Is cuda 2.0 faster than the previous versions?

Hi.

I use 8800GTX, and recently moved to CUDA 2.0 beta from 1.0. It is because the nvcc in 1.0 does not work well if the code uses many registers.

Anyway, I recompiled and ran the software I wrote in CUDA 1.0 on the 2.0 beta, and I found that the execution took always slower in 2.0.

For example, one of my kernels took about 300 ms when using 1.0, but it took about 400~500 ms in 2.0 beta.

Currently, there is no problem to compile the codes on CUDA 2.0 beta.

Do I have to give some options to nvcc to reach the performance of 1.0?

Any Idea?

How can this be reproduced?

Thanks for the fast reply.

Every code I wrote takes more time on 2.0 Beta (more or less, but slower). Because it gives the same results on both versions, I think there is no problem on my system, libraries, and runtime. (I hope!)

I would like to show the profiles from the cuda profiler, but I do not have the data on 1.0. If I have to show it, I should uninstall the current CUDA and video drivers, reinstall the older version, and run it again.

I thought some of you have had similar experiences.

(FYI, my codes use about 20~30 registers, about 60 kb of shared memory, about 12kb of common memory, and fully coalesced memory access to the global memory.)
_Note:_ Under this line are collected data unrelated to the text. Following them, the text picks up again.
PR #2710, opened 2021-05-07
Impose a memory limit on the bookie journal

merlimat:
### Motivation

Currently, the journal has a configurable max queue size, with default to 10,000 entries. This can be used as a proxy measure to control the max amount of memory that has to be retained from the entries that are in the journal queue.

This is not very flexible and there are few potential problems that arise: 
 1. If using multiple journals, each one of them gets 10,000 entries
 2. entries can be of very different sizes, from few bytes to several MBs, so it can be difficult to estimate the memory usage
 3. if entries are big, it can cause the bookie to go OOM when the queue gets filled up

Instead (or additionally) of number of entries, we should use the total amount of memory as the metric for enabling the backpressure.

### Changes

Added `MemoryLimitController` class, already used in Pulsar (https://github.com/apache/pulsar/pull/8965) and use it to block the thread adding to the journal queue when memory is exhausted.

Defaulting to use 5% of max direct memory (eg: 100MB out of 2GB)

### DIFF
--- a/bookkeeper-common/src/main/java/org/apache/bookkeeper/common/util/MemoryLimitController.java
+++ b/bookkeeper-common/src/main/java/org/apache/bookkeeper/common/util/MemoryLimitController.java
@@ -1,0 +1,84 @@
+/**
+ * Licensed to the Apache Software Foundation (ASF) under one
+ * or more contributor license agreements.  See the NOTICE file
+ * distributed with this work for additional information
+ * regarding copyright ownership.  The ASF licenses this file
+ * to you under the Apache License, Version 2.0 (the
+ * "License"); you may not use this file except in compliance
+ * with the License.  You may obtain a copy of the License at
+ *
+ *   http://www.apache.org/licenses/LICENSE-2.0
+ *
+ * Unless required by applicable law or agreed to in writing,
+ * software distributed under the License is distributed on an
+ * "AS IS" BASIS, WITHOUT WARRANTIES OR CONDITIONS OF ANY
+ * KIND, either express or implied.  See the License for the
+ * specific language governing permissions and limitations
+ * under the License.
+ */
+package org.apache.bookkeeper.common.util;
+
+import java.util.concurrent.atomic.AtomicLong;
+import java.util.concurrent.locks.Condition;
+import java.util.concurrent.locks.ReentrantLock;
+
+public class MemoryLimitController {
+
+    private final long memoryLimit;
+    private final AtomicLong currentUsage = new AtomicLong();
+    private final ReentrantLock mutex = new ReentrantLock(false);
+    private final Condition condition = mutex.newCondition();
+
+    public MemoryLimitController(long memoryLimitBytes) {
+        this.memoryLimit = memoryLimitBytes;
+    }
+
+    public boolean tryReserveMemory(long size) {
+        while (true) {
+            long current = currentUsage.get();
+            long newUsage = current + size;
+
+            // We allow one request to go over the limit, to make the notification
+            // path simpler and more efficient
+            if (current > memoryLimit && memoryLimit > 0) {
+                return false;
+            }
+
+            if (currentUsage.compareAndSet(current, newUsage)) {
+                return true;
+            }
+        }
+    }
+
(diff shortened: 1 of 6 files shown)


codelipenghui (approved):

jiazhai (approved):

bookkeeper-server/src/test/java/org/apache/bookkeeper/bookie/BookieJournalMaxMemoryTest.java
```diff
@@ -0,0 +1,109 @@
...
+import static org.mockito.Mockito.doAnswer;
+import static org.mockito.Mockito.mock;
+import static org.mockito.Mockito.spy;
+import static org.mockito.Mockito.times;
+import static org.mockito.Mockito.verify;
+import static org.mockito.Mockito.when;
+import static org.powermock.api.mockito.PowerMockito.whenNew;
+
+/**
+ * Test the bookie journal PageCache flush interval.
```
eolivelli, line 59: nit: fix javadoc

eolivelli (changes requested):
is it possible to disable this feature in case there is some problem ?

like configuring -1 as memory limit

merlimat:
> like configuring -1 as memory limit in order to disable it

As documented in the `bk_server.conf` setting to 0, disables the limit

bookkeeper-common/src/main/java/org/apache/bookkeeper/common/util/MemoryLimitController.java
```diff
@@ -0,0 +1,84 @@
...
+    }
+
+    public boolean tryReserveMemory(long size) {
+        while (true) {
+            long current = currentUsage.get();
+            long newUsage = current + size;
+
+            // We allow one request to go over the limit, to make the notification
+            // path simpler and more efficient
+            if (current > memoryLimit && memoryLimit > 0) {
```
eolivelli, line 43: so here if we set memoryLimit = 0 we are not entering this branch

isn't it simpler to move 
```
if (memoryLimit <=0) {
    return true;
}
```
at the beginning of this method and a similar check in the beginning of `releaseMemory ` ?

merlimat: The reason is mostly to leave open the possibility to track how much memory is being used, even if a limit is not being enforced.

bookkeeper-server/src/test/java/org/apache/bookkeeper/bookie/BookieJournalMaxMemoryTest.java
merlimat: Ups, fixed it

bookkeeper-common/src/main/java/org/apache/bookkeeper/common/util/MemoryLimitController.java
merlimat: ... which raises the good point that we should have such metric exported :).. I'll quickly add it here

merlimat: Added metrics

merlimat:
@eolivelli PTAL again

merlimat:
@dlg99 I marked this on purpose for 4.14

conf/bk_server.conf
```diff
@@ -358,6 +358,11 @@ journalDirectories=/tmp/bk-txn
 # Set the size of the journal queue.
 # journalQueueSize=10000
 
+# Set the max amount of memory that can be used by the journal.
+# If empty, this will be set to use 5% of available direct memory
+# Setting it to 0, it will disable the max memory control for the journal.
+# journalMaxMemorySizeMb=
```
hsaputra, line 364: So looks like this will be additional limit to t he max Journal Q size?

merlimat: Correct. that would still be in place

eolivelli (approved):
Lgtm 
@dlg99 please merge before packaging 4.14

My comment is not about productivity - but about serious CUDA 2.0 limitation. For some reason, none of NVIDIA people answered single word about it. Please, check out this thread: Watchdog problem

Similar question has been posted more than once before by me and some other forum visitors, still no answer.

Hopefully, this time watchdog problem on secondary cards will be clarified. Thanks in advance.